I have a Number 2 Smokin-it. Their controller is expensive and actually more than I need in that I already have a remote temp probe. I am just thinking it might be nice to control the temp more accurately.


----------



## old sarge (Aug 16, 2014)

Well  prudentsmoker, the Auber is expensive relatively speaking. The SI site has a couple of  forum sections devoted to digital control. Many use the Auber in one piece of meat, and a remote in another when cooking to an internal temp.  You might also try the Auberins site itself and see if the price is lower, or has free shipping. 

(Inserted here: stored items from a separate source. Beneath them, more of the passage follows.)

PR #41, opened 2020-06-10
Implement Metatags hook to fix page titles

seamuslee001:
…titles are properly rendered in the metatags

ping @karing @bgm @jackrabbithanna 

The issue we had was that on a client's site there was the metatag module installed and the configuration was very standard. e.g. title was set to "[current-page:title] | [site:name]" 

We found that for example on Contribution Pages that even tho the title on the page was correctly set the page title The title in the browser tab and in other metatags was set to `CiviContribute | site name` because the route name used that as the holding title https://github.com/civicrm/civicrm-core/blob/master/CRM/Contribute/xml/Menu/Contribute.xml#L31 and not the page title as set via `CRM_Utils_System::setTitle`


JoeMurray:
Question: should this function be put into a different package than a separate module? This is a fairly popular module https://www.drupal.org/project/usage/metatag and there may be similar problems with similar modules, eg EasyMeta.

KarinG:
@seamuslee001 - thanks for addressing this. I'm a bit worried though that we're going to need to allow others to implement `_alter` for (many) more modules?

seamuslee001:
@KarinG possibly, I would also note that in the example module Joe gave of easyMeta that there is any way for 3rd party modules to affect the content of easyMeta but also the stats suggest that most people are using the Metatag module.

If we didn't feel it was appropriate here perhaps we (JMA) could host this on our own github instead as a way forward. This certainly solved the problem for our client but do want to get community thoughts on how to resolve this cos I am sure that others have probbly run into the same issues right?

mlutfy:
~~I also agree it's a nice addition, and thanks for sharing it, but I feel like it should be a third-party contrib on drupal.org, same as webform_civicrm, roundearth theme, etc. I don't think the maintainers of this repo (civicrm-drupal-8) have the capacity to maintain/review future patches for those modules.~~

mlutfy:
I hit reply a bit too quickly: is there no other way to handle the page title? I agree it's a rather important bug :(

KarinG:
@seamuslee001 - I'm with you in that we need to solve this. I'm just wondering re: the best way. For people to have to enable an extra module seems like that should not be necessary...

seamuslee001:
So the issue seems to be that the token is being filled with the content based on the [route definition](https://github.com/civicrm/civicrm-drupal-8/blob/master/src/Routing/Routes.php#L34) rather than based on the call back in the controller here https://github.com/civicrm/civicrm-drupal-8/blob/master/src/Controller/CivicrmController.php#L95 The route is being set based off of the CiviCRM XML files so for a large number of them its ok but its only when you want to dynamically override the title dynamically using CRM_Utils_System::setTitle e.g. ContributionPage where the route has just CiviContribute as the title https://github.com/civicrm/civicrm-core/blob/master/CRM/Contribute/xml/Menu/Contribute.xml#L31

Building your own can save money, but your time is valuable as well. eBay has a lot of pids  listed. Whether one of those would meet your needs I don't know.  Sometimes it is best to go with what is popular and proven and has a base of users who can help when a problem arises.

Was your smoked product good and you are just trying to tighten up the temp or were you getting poor food? Just curious.

Good luck.

Dave


----------



## diggingdogfarm (Aug 16, 2014)

If you're just smoking bbq,  a PID is overkill...you don't need it.
If you're smoking sausages and the like, a PID is useful and if you're going to go with a PID for that you might as well get one with programmable steps, makes the PID about 10X more useful.



~Martin


----------



## jted (Aug 16, 2014)

I have a Gen 1 MES It died and the problem was not the control unit. I had a new one and a used  one sold them on eBay and purchased a single probe Auber.  There are several I went with the cheapest 140.00 and some change. Like most things you can spend as much as you want. My 30" is a 910 and has a 800 watt element so I could use the WC1200. Plug and play as they say. Since my 910 died I did not even think about using the factory wiring. I used a #14 cord I had and hooked it up directly to the element. using Hi temp spade terminals . I have seen (you tube video) people assemble other PID units from scratch and it did not seem that hard. It cost about 60.00 depending on the PID  brand. With the Auber all you do is plug in the smoker cord to the PID,  plug in the PID To the outlet and plug in the probe to the PID. The Auber has 6 levels that you can set for heat and time if your cook requires it. PM me if I can answer any other questions   Jted

I just read Martins comment and he is spot on.


----------



## old sarge (Aug 17, 2014)

Listen to Martin, as jted says he is "SPOT ON". And jted's experience is similarly "SPOT ON". Advice like that doesn't get any better.


----------



## prudentsmoker (Aug 23, 2014)

I made an Excel spreadsheet on measuring the temps every five minutes, for 2 hours.  Once it got up to temp, which took almost half an hour the average temp was 239. It got as high as 264 and as low as 215. My first question is does the time that it takes to get up to temp effect the 2-2-1 formulas. My second question is on 2-2-1 baby backs. Do you guys close the door and leave the temp on when wrapping them in the foil? And if I may be so bold as to ask another question- why are we told not to preheat on the Smokin-It #2?


----------



## jted (Aug 23, 2014)

I cant speak to the reason why the Smoke- it folks tell you not to pre heat your smoker, the temp swings are not that ab normal. That is one of the reasons I went with a PID.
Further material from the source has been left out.